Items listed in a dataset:
PR #676, opened 2015-06-04
feat(authoring): Implemented saving/loading state to aggregate widget.

eozan:
SD-2394

### DIFF
--- a/client/app/scripts/superdesk-desks/aggregate.js
+++ b/client/app/scripts/superdesk-desks/aggregate.js
@@ -268,7 +268,7 @@
         };
     }
 
-    angular.module('superdesk.aggregate.sidebar', ['superdesk.authoring.widgets'])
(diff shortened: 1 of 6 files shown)


plamut:
Tests are missing, the rest looks good to me.

ioanpocol:
:+1:  (except e2e tests)

plamut:
No, rather prefer unit tests. :wink: (the best of course is to have both)

The reason is behave tests are _slow_ and thus do not encourage running them repeatedly when you write code. Unit tests, on the other hand, run much quicker and give you feedback in a much more reasonable time. On top of that, they also point you to the exact part of the code that failed, making  it easier to locate bugs.

Both of the above-mentioned properties of unit tests are essential for efficient TDD.

plamut:
:+1:

petrjasek:
:+1:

YOUR OBJECTIVE: For every line above that includes the word "authoring", return the line.

ANSWER TO THE EXERCISE:
feat(authoring): Implemented saving/loading state to aggregate widget.
-    angular.module('superdesk.aggregate.sidebar', ['superdesk.authoring.widgets'])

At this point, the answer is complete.